一个简单的解决方案可能是使用Whitaker和Hayes提出的算法，他们在频谱导数上使用修改后的z得分，这篇中等大小的帖子解释了它是如何工作的，以及它在python https://towardsdatascience.com/removing-spikes-from-raman-spectra-8a9fdda0ac22中的实现。
其思想是计算光谱导数的修正z值，并应用阈值来检测宇宙尖峰，然后应用固定器来移除尖峰点，并将其替换为周围像素的平均值。

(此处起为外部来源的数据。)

PR #2416, opened 2023-06-08
IP logging fix

### LINKED ISSUE #2407: [Bug] Docker Caddy IP Forwarding Headers
Continuation of the original issue detailed in this PR: #2365 

When attempting to use a fail2ban regex filter on the "Incorrect username or password from *" log, the log always shows the internal IP of the front-end docker container.

From @hay-kot
This is likely due to a mis-configuration on the internal proxy that we use here https://github.com/hay-kot/mealie/blob/mealie-next/docker/frontend.Caddyfile
Probably just need to adjust it to forward the headers from the original request.

From @jecorn 
...But the caddy docs suggest that it should be easy to do add the relevant IP forwarding....

Issue created at the request of @jecorn

jecorn:
## What type of PR is this?

- bug

IP addresses were logged in mealie.log, but the front and backend weren't correctly set up to get the real IP address through the docker gateway.

Fixes #2407
Fixes a poetry breaking 404 error in the dev container that was already fixed in the production containers https://github.com/python-poetry/poetry/issues/6676
Fixes a bash bug in the docker entry scripts that prevented gunicorn from ever running, sets WEB_UNICORN in the front/backend and omni docker-compose files to false (per docs).

`auth.py` checks for the existence of an x-forwarded-for header because caddy and gunicorn/uvicorn handle IP address forwarding differently. gunicorn/uvicorn reset the apparent client IP based on what they find in a trusted x-forwarding-for header and then don't seem to pass along x-forwarded-for. Caddy passes along x-forwarded-for without resetting the client IP. Also, it seemed safer to take a trusted x-forwarded-for header if it exists and fall back to the apparent IP if not.

gunicorn/uvucorn are now set up to only trust IP forwarding headers from the gateway in the default route. Which is the docker host if inside a container. This setting could be opened up more if it ends up being too restrictive. But the option allows only individual IPs or completely open.

The x-forwarded-for header needs to be set by the outer-most proxy. **Both** Caddy and nuxt are set up to proxy, with Caddy outward-facing for the split front/backend image and nuxt outward-facing for the omni image (no Caddy in omni). So x-forward headers need to be set by both Caddy and nuxt, then auth.py takes the canonically true client per the x-forward-for standard.

All of the above only works on linux, since Mac/Windows docker don't correctly pass real IPs (see message thread on Discord)

## Testing

Passes all automated tests.
I built production docker images (both separated front/backend and omni) then manually tested finding the correct IP both through frontend authentication and backend authentication when coming in to these containers from a different IP. 

## Release Notes

```
Correctly forward external IP into docker container for logging
Respect gunicorn vs unicorn setting in docker compose files
```

### DIFF
--- a/.devcontainer/Dockerfile
+++ b/.devcontainer/Dockerfile
@@ -26,7 +26,7 @@ ENV PYTHONUNBUFFERED=1 \
 # prepend poetry and venv to path
 ENV PATH="$POETRY_HOME/bin:$PATH"
 
-RUN curl -sSL https://raw.githubusercontent.com/python-poetry/poetry/master/install-poetry.py | python -
+RUN curl -sSL https://install.python-poetry.org | python3 -
 # RUN poetry config virtualenvs.create false
 
 RUN apt-get update \
--- a/docker/api.Dockerfile
+++ b/docker/api.Dockerfile
@@ -71,6 +71,7 @@ ENV GIT_COMMIT_HASH=$COMMIT
 RUN apt-get update \
     && apt-get install --no-install-recommends -y \
     gosu \
+    iproute2 \
     tesseract-ocr-all \
     libldap-2.4-2 \
     && apt-get autoremove \
--- a/docker/api.entry.sh
+++ b/docker/api.entry.sh
@@ -51,7 +51,7 @@ GUNICORN_PORT=${API_PORT:-9000}
 
 # Start API
 hostip=`/sbin/ip route|awk '/default/ { print $3 }'`
-if [ "$WEB_GUNICORN" == 'true' ]; then
+if [ "$WEB_GUNICORN" = 'true' ]; then
     echo "Starting Gunicorn"
     gunicorn mealie.app:app -b 0.0.0.0:$GUNICORN_PORT --forwarded-allow-ips=$hostip -k uvicorn.workers.UvicornWorker -c /app/gunicorn_conf.py --preload
 else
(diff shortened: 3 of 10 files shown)


jnortell (approved):

jnortell:
Anyway I  can implement this in my setup manually while we wait for code review?

jnortell (approved):

jecorn:
I wouldn’t recommend trying to mix/match a bare metal instance pulled from GitHub with something you have already working through docker. 

@hay-kot I know you’re super busy moving house these days. But is there anything else you need from me for this PR?

jnortell:
Anyway to get this pushed to the `[api-nightly]` docker image?

jecorn:
> Anyway to get this pushed to the `[api-nightly]` docker image?

Images are built automatically every day. Should be available tomorrow. Let me know how it works for you. I’m happy to revisit if something seems off.

jnortell:
> > Anyway to get this pushed to the `[api-nightly]` docker image?
> 
> Images are built automatically every day. Should be available tomorrow. Let me know how it works for you. I’m happy to revisit if something seems off.

Awesome! Thank you so much for your continued support! I will report back once the image updates.

jnortell:
> > Anyway to get this pushed to the `[api-nightly]` docker image?
> 
> Images are built automatically every day. Should be available tomorrow. Let me know how it works for you. I’m happy to revisit if something seems off.

Still no update 😢
The most recent push was the frontend-nightly image two days ago which I do not believe contains this PR because the IP logging still has the false behavior.

hay-kot:
@jnortell 

There was a problem with the build, fixed with #2429 

See here for the latest builds progress https://github.com/hay-kot/mealie/actions/runs/5396228883 or monitor the discord release feed for when the image gets published.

# definition of a function to calculate the modified z score.
def modified_z_score(intensity):
    median_int = np.median(intensity)
    mad_int = np.median([np.abs(intensity - median_int)])
    modified_z_scores = 0.6745 * (intensity - median_int) / mad_int
    return modified_z_scores  


# Once the spike detection works, the spectrum can be fixed by calculating the average of the previous and the next point to the spike. y is the intensity values of a spectrum, m is the window which we will use to calculate the mean.

def fixer(y,m):
    threshold = 7 # binarization threshold. 
    spikes = abs(np.array(modified_z_score(np.diff(y)))) > threshold
    y_out = y.copy() # So we don't overwrite y
    for i in np.arange(len(spikes)):
        if spikes[i] != 0: # If we have an spike in position i
            w = np.arange(i-m,i+1+m) # we select 2 m + 1 points around our spike
            w2 = w[spikes[w] == 0] # From such interval, we choose the ones which are not spikes
            y_out[i] = np.mean(y[w2]) # and we average the value
 
    return y_out

答案取决于数据的外观：如果你能读取二维CCD的读数，并从中产生一维光谱，那么你可以使用lacosmic模块来去除那里的宇宙射线。如果你只有一维光谱，但有来自同一来源的多个光谱，然后是一个简短的广告一个特别的解决方案是对光谱进行粗略的归一化，并去除比其他光谱中的对应像素亮几倍的那些像素如果每个源只有一个一维光谱，那么一个不太可靠的选择是移除所有比相邻像素亮得多的像素。（根据宇宙的形状，你甚至可能想移除最近的5个像素或其他像素，以捕捉宇宙射线峰的翅膀）。